Every line with the word "covermymeds" in it should be extracted from the data that follows.

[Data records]

- - -

PR #1925, opened 2021-01-12
[RuboCop] Fix issue links for rubydoc.info

ybiquitous:

[rubydoc.info](https://www.rubydoc.info) returns the 404 page for some gems.
(e.g. <https://www.rubydoc.info/gems/chefstyle>)

So, this change uses links within the output of the `gem info` command, instead.
See also <https://guides.rubygems.org/command-reference/#gem-info>.

None.

> Check the following.


lib/runners/processor/rubocop.rb
```diff
@@ -253,9 +253,13 @@ def check_rubocop_yml_warning(stderr)
     end
 
     # @see https://github.com/rubocop-hq/rubocop/blob/v0.76.0/lib/rubocop/cop/message_annotator.rb#L62-L63
-    def extract_links(original_message)
-      URI.extract(original_message, %w(http https))
```
ybiquitous, line 257: [note] `URI.extract` is obsolete.

```console
$ ruby -W -r uri -e 'URI.extract ""'
-e:1: warning: URI.extract is obsolete
```

https://ruby-doc.org/stdlib-2.7.2/libdoc/uri/rdoc/URI.html#extract-method

lib/runners/processor/rubocop.rb
```diff
@@ -253,9 +253,13 @@ def check_rubocop_yml_warning(stderr)
...
-        .map { |uri| uri.delete_suffix(",").delete_suffix(")") }
+    def extract_links(text)
+      @uri_regexp ||= URI::DEFAULT_PARSER.make_regexp(["http", "https"])
+      text.to_enum(:scan, @uri_regexp).map do
+        match = Regexp.last_match or raise
+        uri = match[0] or raise
+        uri.delete_suffix(",").delete_suffix(")")
+      end
```
yykamei, line 262: LGTM.

By the way, I got an error after running the new test on my local machine. That's because my environment has installed `rubocop-thread_safety` locally. How about using `uniq` just in case?

```
Minitest::Assertion: --- expected
+++ actual
@@ -1 +1 @@
-["https://github.com/covermymeds/rubocop-thread_safety"]
+["https://github.com/covermymeds/rubocop-thread_safety", "https://github.com/covermymeds/rubocop-thread_safety"]
```

lib/runners/processor/rubocop.rb
```diff
@@ -253,9 +253,13 @@ def check_rubocop_yml_warning(stderr)
...
     # @see https://github.com/rubocop-hq/rubocop/blob/v0.76.0/lib/rubocop/cop/message_annotator.rb#L62-L63
-    def extract_links(original_message)
-      URI.extract(original_message, %w(http https))
-        .map { |uri| uri.delete_suffix(",").delete_suffix(")") }
+    def extract_links(text)
+      @uri_regexp ||= URI::DEFAULT_PARSER.make_regexp(["http", "https"])
+      text.to_enum(:scan, @uri_regexp).map do
+        match = Regexp.last_match or raise
+        uri = match[0] or raise
+        uri.delete_suffix(",").delete_suffix(")")
```
yykamei, line 261: [question] Why is it necessary to delete these suffixes?

ybiquitous: If these `delete_suffix` would be removed, the smoke test would fail as follows:

image

See also https://github.com/sider/runners/commit/2f8eb3dd08812448d2a3bf8d38a95fcc9efd35d6

lib/runners/processor/rubocop.rb
ybiquitous: Good catch! Fixed via af45eaa.

lib/runners/processor/rubocop.rb
yykamei: Thank you.

yykamei (approved):
:+1:

PR #1930, opened 2021-01-13
Rename `duration_in_sec` to `duration_in_ms` for `finish` trace

ybiquitous:

This change aims to keep consistency in the trace data schema.

https://github.com/sider/runners/blob/ae3c69b8d627f8f198d96fc602a7b3f1aa52deae/lib/runners/schema/trace.rb#L12

https://github.com/sider/runners/blob/ae3c69b8d627f8f198d96fc602a7b3f1aa52deae/lib/runners/schema/trace.rb#L18

See also #1914

> Check the following.

### DIFF
--- a/lib/runners/trace_writer.rb
+++ b/lib/runners/trace_writer.rb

- - -

_Task response_
-["https://github.com/covermymeds/rubocop-thread_safety"]
+["https://github.com/covermymeds/rubocop-thread_safety", "https://github.com/covermymeds/rubocop-thread_safety"]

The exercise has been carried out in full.